_Task brief_. Could you print all of the data below again, exactly?
*** Opening Data below ***
PR #6238, opened 2018-10-05
Implement ReplayBufferStrategy strategy for ReplaySubject

hadilq:
With this pull request, I propose strategy design pattern for handling different policies to buffer onNext values of ReplaySubject. These strategies would be useful specifically in Android, and can replace LiveData behaviour on emitting buffered values to UI components after configuration changes. For instance, when a View is subscribed to its ViewModel, by ReplaySubject instead of LiveData, and user decide to rotate the View, the observers of View would be disposed and miss new events while rotating. Such event could be a response from server, then by ReplayBufferStrategy.NO_OBSERVER strategy after rotating, the View can be notified with the response of the server.  In this scenario, after subscribing all observers of View to ReplaySubject of ViewModel, the onNext must be called to clear the buffer.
*** Closing Data below ***
_Exercise answer_.
PR #6238, opened 2018-10-05
Implement ReplayBufferStrategy strategy for ReplaySubject

hadilq:
With this pull request, I propose strategy design pattern for handling different policies to buffer onNext values of ReplaySubject. These strategies would be useful specifically in Android, and can replace LiveData behaviour on emitting buffered values to UI components after configuration changes. For instance, when a View is subscribed to its ViewModel, by ReplaySubject instead of LiveData, and user decide to rotate the View, the observers of View would be disposed and miss new events while rotating. Such event could be a response from server, then by ReplayBufferStrategy.NO_OBSERVER strategy after rotating, the View can be notified with the response of the server.  In this scenario, after subscribing all observers of View to ReplaySubject of ViewModel, the onNext must be called to clear the buffer.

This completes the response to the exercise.